Genetic and environmental drivers of large-scale epigenetic variation in Thlaspi arvense

Abstract

Natural plant populations often harbour substantial heritable variation in DNA methylation. However, a thorough understanding of the genetic and environmental drivers of this epigenetic variation requires large-scale and high-resolution data, which currently exist only for a few model species. Here, we studied 207 lines of the annual weed Thlaspi arvense (field pennycress), collected across a large latitudinal gradient in Europe and propagated in a common environment. By screening for variation in DNA sequence and DNA methylation using whole-genome (bisulfite) sequencing, we found significant epigenetic population structure across Europe. Average levels of DNA methylation were strongly context-dependent, with highest DNA methylation in CG context, particularly in transposable elements and in intergenic regions. Residual DNA methylation variation within all contexts was associated with genetic variants, which often co-localized with annotated methylation machinery genes but also with new candidates. Variation in DNA methylation was also significantly associated with climate of origin, with methylation levels being lower in colder regions and in more variable climates. Finally, we used variance decomposition to assess genetic versus environmental associations with differentially methylated regions (DMRs). We found that while genetic variation was generally the strongest predictor of DMRs, the strength of environmental associations increased from CG to CHG and CHH, with climate-of-origin as the strongest predictor in about one third of the CHH DMRs. In summary, our data show that natural epigenetic variation in Thlaspi arvense is significantly associated with both DNA sequence and environment of origin, and that the relative importance of the two factors strongly depends on the sequence context of DNA methylation. T. arvense is an emerging biofuel and winter cover crop; our results may hence be relevant for breeding efforts and agricultural practices in the context of rapidly changing environmental conditions.

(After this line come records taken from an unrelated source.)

PR #7304, opened 2025-02-10
Run integration tests again

stephanos:
## What changed?

Run persistence integration test again.

## Why?

They should be running 🙃 Somehow they were omitted when either `gotestsum` or `go test` parse the space-separated list of packages to test.

### DIFF
--- a/Makefile
+++ b/Makefile
@@ -413,13 +413,13 @@ prepare-coverage-test: $(GOTESTSUM) $(TEST_OUTPUT_ROOT)
 
 unit-test-coverage: prepare-coverage-test
 	@printf $(COLOR) "Run unit tests with coverage..."
-	go run ./cmd/tools/test-runner $(GOTESTSUM) -retries $(FAILED_TEST_RETRIES) --junitfile $(NEW_REPORT) --packages $(UNIT_TEST_DIRS) -- \
+	go run ./cmd/tools/test-runner $(GOTESTSUM) -retries=$(FAILED_TEST_RETRIES) --junitfile=$(NEW_REPORT) --packages="$(UNIT_TEST_DIRS)" -- \
 		$(COMPILED_TEST_ARGS) \
 		-coverprofile=$(NEW_COVER_PROFILE)
 
 integration-test-coverage: prepare-coverage-test
 	@printf $(COLOR) "Run integration tests with coverage..."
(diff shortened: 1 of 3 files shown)


common/persistence/tests/sqlite_test.go
```diff
@@ -1187,7 +1187,7 @@ func TestSQLiteTransactionContextCancellation(t *testing.T) {
 	cancel()
 
 	err = tx.Commit()
-	assert.ErrorAs(t, err, &context.Canceled)
```
stephanos, line 1190: This yields a data race when the assertion library is trying to wrap the error.

alexshtin: How this could possible work at all?

tools/tdbg/dlq_service_test.go
```diff
@@ -309,9 +297,8 @@ func TestDLQCommand_V2(t *testing.T) {
 		},
 	} {
 		t.Run(tc.name, func(t *testing.T) {
-			t.Parallel()
```
stephanos, line 312: No data race if you don't run it in parallel :smart:

common/persistence/tests/sqlite_test.go
stephanos: 🤷

Makefile
```diff
@@ -413,13 +413,13 @@ prepare-coverage-test: $(GOTESTSUM) $(TEST_OUTPUT_ROOT)
 
 unit-test-coverage: prepare-coverage-test
 	@printf $(COLOR) "Run unit tests with coverage..."
-	go run ./cmd/tools/test-runner $(GOTESTSUM) -retries $(FAILED_TEST_RETRIES) --junitfile $(NEW_REPORT) --packages $(UNIT_TEST_DIRS) -- \
+	go run ./cmd/tools/test-runner $(GOTESTSUM) -retries $(FAILED_TEST_RETRIES) --junitfile $(NEW_REPORT) --packages="$(UNIT_TEST_DIRS)" -- \
```
alexshtin, line 416: Are you sure you need `=` here?

stephanos: No, but it aligns with the change I'm making in the code coverage PR (where I'm changing all of them to use `=`)

alexshtin (approved):

Makefile
alexshtin: Add them for other flags on this line then.

stephanos: I can't yet, because testrunner expects them to be like this right now.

Fig 1. Geographic distribution and population structure of the 207 sampled Thlaspi arvense lines.

(A) Geographic locations of the 36 populations. The background colours are gridded satellite data of average daily temperature (T.) from the Copernicus programme [44]. (B) PCA plots of all 207 lines based on DNA sequence (“Genetic”) and DNA methylation in different sequence contexts (“mCG”, “mCHG” and “mCHH”).

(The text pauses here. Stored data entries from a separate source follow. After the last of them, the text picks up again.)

PR #7311, opened 2025-02-10
Add configuration to enrich Nexus operation metrics

nikki-dag:
## What changed?

Add configuration that controls which additional metric tags are included with Nexus operation metrics

### DIFF
--- a/common/metrics/tags.go
+++ b/common/metrics/tags.go
@@ -342,13 +342,6 @@ func NexusOperationTag(value string) Tag {
 	return &tagImpl{key: nexusOperationTagName, value: value}
 }
 
-func NexusRequestHeaderTag(name, value string) Tag {
-	if len(value) == 0 {
-		value = unknownValue
-	}
-	return &tagImpl{key: name, value: value}
-}
-
 // HttpStatusTag returns a new httpStatusTag.
 func HttpStatusTag(value int) Tag {
 	return &tagImpl{key: httpStatusTagName, value: strconv.Itoa(value)}
--- a/common/metrics/tags.go
+++ b/common/metrics/tags.go
@@ -334,6 +334,18 @@ func NexusEndpointTag(value string) Tag {
 	return &tagImpl{key: nexusEndpointTagName, value: value}
 }
 
+func NexusServiceTag(value string) Tag {
+	return &tagImpl{key: nexusServiceTagName, value: value}
+}
+
+func NexusOperationTag(value string) Tag {
+	return &tagImpl{key: nexusOperationTagName, value: value}
+}
+
+func NexusRequestHeaderTag(name, value string) Tag {
+	return &tagImpl{key: name, value: value}
+}
+
 // HttpStatusTag returns a new httpStatusTag.
 func HttpStatusTag(value int) Tag {
 	return &tagImpl{key: httpStatusTagName, value: strconv.Itoa(value)}
--- a/common/metrics/tags.go
+++ b/common/metrics/tags.go
@@ -343,6 +343,9 @@ func NexusOperationTag(value string) Tag {
 }
 
 func NexusRequestHeaderTag(name, value string) Tag {
+	if len(value) == 0 {
+		value = unknownValue
+	}
 	return &tagImpl{key: name, value: value}
 }
 
--- a/components/nexusoperations/config.go
+++ b/components/nexusoperations/config.go
@@ -149,6 +149,23 @@ var RetryPolicyMaximumInterval = dynamicconfig.NewGlobalDurationSetting(
 	`The maximum backoff interval between every nexus StartOperation or CancelOperation request for a given operation.`,
 )
 
+var MetricTagConfiguration = dynamicconfig.NewNamespaceTypedSetting(
+	"component.nexusoperations.metrics.tags",
+	&NexusMetricTagConfig{
+		IncludeServiceTag:   false,
+		IncludeOperationTag: false,
+		HeaderTagMappings:   []NexusHeaderTagMapping{},
+	},
+	`Controls which metric tags are included with Nexus operation metrics. This configuration supports:
+1. Service name tag - adds the Nexus service name as a metric dimension (IncludeServiceTag)
+2. Operation name tag - adds the Nexus operation name as a metric dimension (IncludeOperationTag)
+3. Header-based tags - maps values from request headers to metric tags (HeaderTagMappings)
+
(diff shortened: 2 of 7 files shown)


common/metrics/tags.go
```diff
@@ -334,6 +334,18 @@ func NexusEndpointTag(value string) Tag {
...
+	return &tagImpl{key: nexusServiceTagName, value: value}
+}
+
+func NexusOperationTag(value string) Tag {
+	return &tagImpl{key: nexusOperationTagName, value: value}
+}
+
+func NexusRequestHeaderTag(name, value string) Tag {
+	return &tagImpl{key: name, value: value}
+}
```
nikki-dag, line 347: The tag key will be based on the dynamic config in this case.

service/frontend/nexus_handler.go
```diff
@@ -355,6 +390,7 @@ func (h *nexusHandler) StartOperation(
 		return nil, err
 	}
 	ctx = oc.augmentContext(ctx, options.Header)
+	oc.enrichNexusOperationMetrics(service, operation, options.Header)
```
nikki-dag, line 393: We call the `enrichNexusOperationMetrics` method before calling interceptors.
When we have external callers, we might want to include data set by the interceptors. (For example, the auth interceptor might set the caller type and identity.) Since we are still in the design phase and don't know how the interceptors will interact, I left it as is.

components/nexusoperations/config.go
```diff
@@ -149,6 +149,23 @@ var RetryPolicyMaximumInterval = dynamicconfig.NewGlobalDurationSetting(
 	`The maximum backoff interval between every nexus StartOperation or CancelOperation request for a given operation.`,
 )
 
+var MetricTagConfiguration = dynamicconfig.NewNamespaceTypedSetting(
```
bergundy, line 152: Make this a global typed setting please so it can be properly cached with `NewGlobalCachedTypedValue` later. This is a limitation of the dynamic config implementation today.

service/frontend/nexus_handler.go
```diff
@@ -517,6 +553,7 @@ func (h *nexusHandler) CancelOperation(ctx context.Context, service, operation,
 	if err != nil {
 		return err
 	}
+	oc.enrichNexusOperationMetrics(service, operation, options.Header)
```
bergundy, line 556: Looks like we're missing a call to `augmentContext` here, could you please add that while you're here?

service/frontend/nexus_handler.go
```diff
@@ -273,6 +275,37 @@ func (c *operationContext) shouldForwardRequest(ctx context.Context, header nexu
 		c.forwardingEnabledForNamespace(c.namespaceName)
 }
 
+// enrichNexusOperationMetrics enhances metrics with additional Nexus operation context based on configuration.
+func (c *operationContext) enrichNexusOperationMetrics(service, operation string, requestHeader map[string]string) {
```
bergundy, line 279:
```suggestion
func (c *operationContext) enrichNexusOperationMetrics(service, operation string, requestHeader nexus.Header) {
```

service/frontend/nexus_handler.go
```diff
@@ -273,6 +275,37 @@ func (c *operationContext) shouldForwardRequest(ctx context.Context, header nexu
...
+	if conf.IncludeServiceTag {
+		tags = append(tags, metrics.NexusServiceTag(service))
+	}
+
+	if conf.IncludeOperationTag {
+		tags = append(tags, metrics.NexusOperationTag(operation))
+	}
+
+	for _, mapping := range conf.HeaderTagMappings {
+		value, ok := requestHeader[mapping.SourceHeader]
```
bergundy, line 296: `Get` is case insensitive.

```suggestion
		value, ok := requestHeader.Get(mapping.SourceHeader)
```

bergundy (commented):
Thanks! Left a few small comments.

common/metrics/tags.go
```diff
@@ -334,6 +334,21 @@ func NexusEndpointTag(value string) Tag {
 	return &tagImpl{key: nexusEndpointTagName, value: value}
 }
 
+func NexusServiceTag(value string) Tag {
+	return &tagImpl{key: nexusServiceTagName, value: value}
+}
+
+func NexusOperationTag(value string) Tag {
```
pdoerner, line 341: I think a few other places we are just using the existing `metrics.OperationTag`, e.g. in `nexus_handler.getOperationContext`. Should we switch all such instances to this new tag?

nikki-dag: I might be wrong, but in the [nexus_handler.getOperationContext](https://github.com/temporalio/temporal/blob/e0ef18fb17cf750aba31ddd471fb4001784cd313/service/frontend/nexus_handler.go#L317) context, we are referring to the internal `method` that takes `StartOperation` or `CancelOperation` as values. Here, I am referring to the nexus service and operation names defined by the users. I am open to suggestions if you believe we should clarify these further.

pdoerner (approved):

components/nexusoperations/config.go
```diff
@@ -149,6 +149,23 @@ var RetryPolicyMaximumInterval = dynamicconfig.NewGlobalDurationSetting(
 	`The maximum backoff interval between every nexus StartOperation or CancelOperation request for a given operation.`,
 )
 
+var MetricTagConfiguration = dynamicconfig.NewGlobalTypedSetting(
+	"component.nexusoperations.metrics.tags",
+	&NexusMetricTagConfig{
+		IncludeServiceTag:   false,
+		IncludeOperationTag: false,
+		HeaderTagMappings:   []NexusHeaderTagMapping{},
+	},
```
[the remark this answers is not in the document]
nikki-dag: Thanks for catching this!

service/frontend/service.go
```diff
@@ -356,6 +357,16 @@ func NewConfig(
 				return util.WildCardStringsToRegexp(patterns)
 			},
 		),
+		NexusOperationsMetricTagConfig: dynamicconfig.NewGlobalCachedTypedValue(
+			dc,
+			nexusoperations.MetricTagConfiguration,
+			func(config *nexusoperations.NexusMetricTagConfig) (*nexusoperations.NexusMetricTagConfig, error) {
```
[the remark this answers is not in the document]
nikki-dag: I included it following this comment. https://github.com/temporalio/temporal/pull/7311#discussion_r1950982894
So the cache is only for the conversion?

Fig 2. Average methylation and distributions of methylation values for different sequence contexts and genomic features in T. arvense.

(A) Weighted average methylation levels of genomic features; violin plots represent variation between lines. (B) Distributions of individual methylation values for coding sequences (CDS), promoters and transposable elements (TEs) obtained averaging across all 207 lines.

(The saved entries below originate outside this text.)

PR #7312, opened 2025-02-10
Use metrics.ClientConfig.Prefix as otel namespace

cludden:
## What changed?
Propagates `go.temporal.io/sdk/common/metrics.ClientConfig.Prefix` to opentelemetry exporter options in `NewOpenTelemetryProvider`

## Why?
Previously, this was handled by `NewScope`, which is no longer invoked as of https://github.com/temporalio/temporal/pull/7265


yycptt:
Dup of https://github.com/temporalio/temporal/pull/7297

yycptt:
I've also [reverted](https://github.com/temporalio/temporal/pull/7303)  https://github.com/temporalio/temporal/pull/7265

PR #7317, opened 2025-02-11
fix more flakes

Shivs11:
## What changed?

- Attempt to fix the seen flakes for versioning-3.1

## How did you test it?

 - Tested by running 50 times against all databases - run: https://github.com/temporalio/temporal/actions/runs/13268736983


tests/worker_deployment_test.go
```diff
@@ -934,15 +934,13 @@ func (s *WorkerDeploymentSuite) TestSetCurrentVersion_Unversioned_NoRamp() {
...
-
 	ctx, cancel := context.WithTimeout(context.Background(), time.Second*60)
 	defer cancel()
 	tv := testvars.New(s)
 	currentVars := tv.WithBuildIDNumber(1)
-	s.pollFromDeployment(ctx, currentVars)
-	s.ensureCreateVersion(ctx, currentVars)
+
+	go s.pollFromDeployment(ctx, currentVars)
+	s.ensureCreateVersionInDeployment(currentVars)
```
Shivs11, line 943: making this a separate go-routine firstly decreased the total time for a single run for this test from 60 seconds -> 2 seconds

also changed the call from `ensureCreateVersion` to `ensureCreateVersionInDeployment` since `setCurrentVersion` requires the version to be in the deployment list - having a stricter guarantee before the setCurrent call will resolve the errors such as: `version not found in deployment`

carlydf (approved):

PR #7320, opened 2025-02-12
Keep syncing User Data as long as version changes

ShahabT:
## What changed?

UserDataManger in child partitions constantly fetches data from the parent partition. There is a safely mechanism to prevent busy loop in case the parent returns result immediately instead of only when the data is updated.
The safety mechanism did not work well with Versioning 3 because many updates are involved in a single tests. With this update we relax the safety check to only apply when the user data version remains the same and continue to fetch the data asap as long as each time it gets new data.

Here, also I'm relaxing the "requested task queue user data for version greater than known version" errors to be thrown only for the root partition, as they can normally happen for child partitions.

## Why?

So that back-to-back Versioning 3 APIs do not have to wait for a long time.

## How did you test it?

Existing tests.

## Is hotfix candidate?

Yes.


service/matching/user_data_manager.go
```diff
@@ -575,7 +584,28 @@ func (m *userDataManagerImpl) HandleGetUserDataRequest(
...
+			// due to an edge case in during ownership transfer.
+			// We rely on client retries in this case to let the system eventually self-heal.
+			m.logger.Error("requested task queue user data for version greater than known version",
+				tag.NewInt64("request-known-version", version),
+				tag.UserDataVersion(userData.Version),
+			)
+			return nil, errRequestedVersionTooLarge
+		}
+		if req.WaitNewData && userData.GetVersion() <= version {
 			// long-poll: wait for data to change/appear
```
Shivs11, line 609: was wondering - if you had decided to keep the contents of this function the same and only change the logic of the safety mechanism to now only check when the new and old versions were the same, would the same effect have been applied?

I was thinking if this change is a must here

carlydf: I think that this change reduces client retries, which I imagine is a big source of delays. If, for out-of-date non-root-partitions, the client retry can be replaced with an internal `wait on userDataChanged channel`, and then try the loop again and potentially return success, that is a faster loop than pushing the "retry" back onto the client. Especially because retries are expected for non-root partitions, since they need to wait for the user data change to be propagated to them.

carlydf: (If I understand the change correctly, see my other comment clarifying)

service/matching/user_data_manager.go
```diff
@@ -575,7 +584,28 @@ func (m *userDataManagerImpl) HandleGetUserDataRequest(
...
+			// concurrent user data updates in flight. We do not log an error in that case.
+
+			// This is highly unlikely to happen in the owner/root partition but may happen
+			// due to an edge case in during ownership transfer.
+			// We rely on client retries in this case to let the system eventually self-heal.
+			m.logger.Error("requested task queue user data for version greater than known version",
+				tag.NewInt64("request-known-version", version),
+				tag.UserDataVersion(userData.Version),
+			)
+			return nil, errRequestedVersionTooLarge
```
carlydf, line 606: Previously, when a non-root partition had out-of-date user data, we returned `errRequestedVersionTooLarge`. Now we only return that if the root partition is out of date, so the non-root partition won't be "self-healed" through client retries.

I just want to make sure that the non-root partition does not return success to the caller until it actually has the up-to-date user data.

It looks like on line 608, partitions with out-of-date versions trigger a `wait on userDataChanged channel`, and if they receive that signal, they'll continue through the for-loop and possibly succeed this time -- is that how non-root partitions are now expected to retry and eventually get the correct data and return success?

carlydf (approved):
approved if my understanding is correct that we still do not return _success_ unless the data is up-to-date. (difference is we wait and retry internally instead of pushing the retry to the caller)

service/matching/user_data_manager.go
ShahabT: yes, previously we'd error if the known version was higher than the loaded one, now we keep fetching until we pass the known version (for child partitions).

service/matching/user_data_manager.go
Shivs11: ah this makes sense - saw the other comment too and I see how this affects client retries
should have seen this earlier - sorry!

Shivs11 (approved):

service/matching/user_data_manager.go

Fig 3. Genome-wide association analyses for genetic control of average DNA methylation.

We show only the results for intergenic methylation; for full results see S3 Fig. (A) Manhattan plots, with the top variants labelled with the neighbouring genes potentially affecting methylation. The genome-wide significance (horizontal red lines), was calculated based on unlinked variants as in Sobota et al. (2015) [49], the suggestive-line (blue) corresponds to–log(p) = 5. (B) Corresponding to each Manhattan plot on the left, enrichment of a priori candidates and expected false discovery rates (both as in Atwell et al. 2010 [50]) for stepwise significance thresholds. (C) The allelic effects of the red-marked variants in the corresponding Manhattan plots on the left, with genotypes on the x-axes and the average methylation on the y-axes. (D) The candidate genes marked in panel A, their putative functions and distances to the top variant of the neighbouring peaks. Bold font indicates a priori candidates that were included in the enrichment analyses.

Fig 4. Climate-methylation associations.

A Heatmap of the correlations between mean methylation and different climatic variables (Precip: precipitation; Temp: temperature), separately for different sequence contexts and genomic features (prom: promoter; interg: intergenic; TEs: Transposable Elements; CDS: coding sequences). Both rows and columns are clustered by their multivariate similarity in association patterns.

Fig 5. Genetic versus environmental predictors of DMR variance.

(A) The variance in DMR weighted methylation explained by genetic similarity in cis, genetic similarity in trans and climatic similarity, averaged across all DMRs. (B) The number of DMRs identified in different genomic features and sequence contexts, and (C) the fractions of these individual DMRs where cis-variation, trans-variation or climatic variation are the major predictors. DMRs where none of the three predictors explained >10% of the variance are classified as “unexplained”.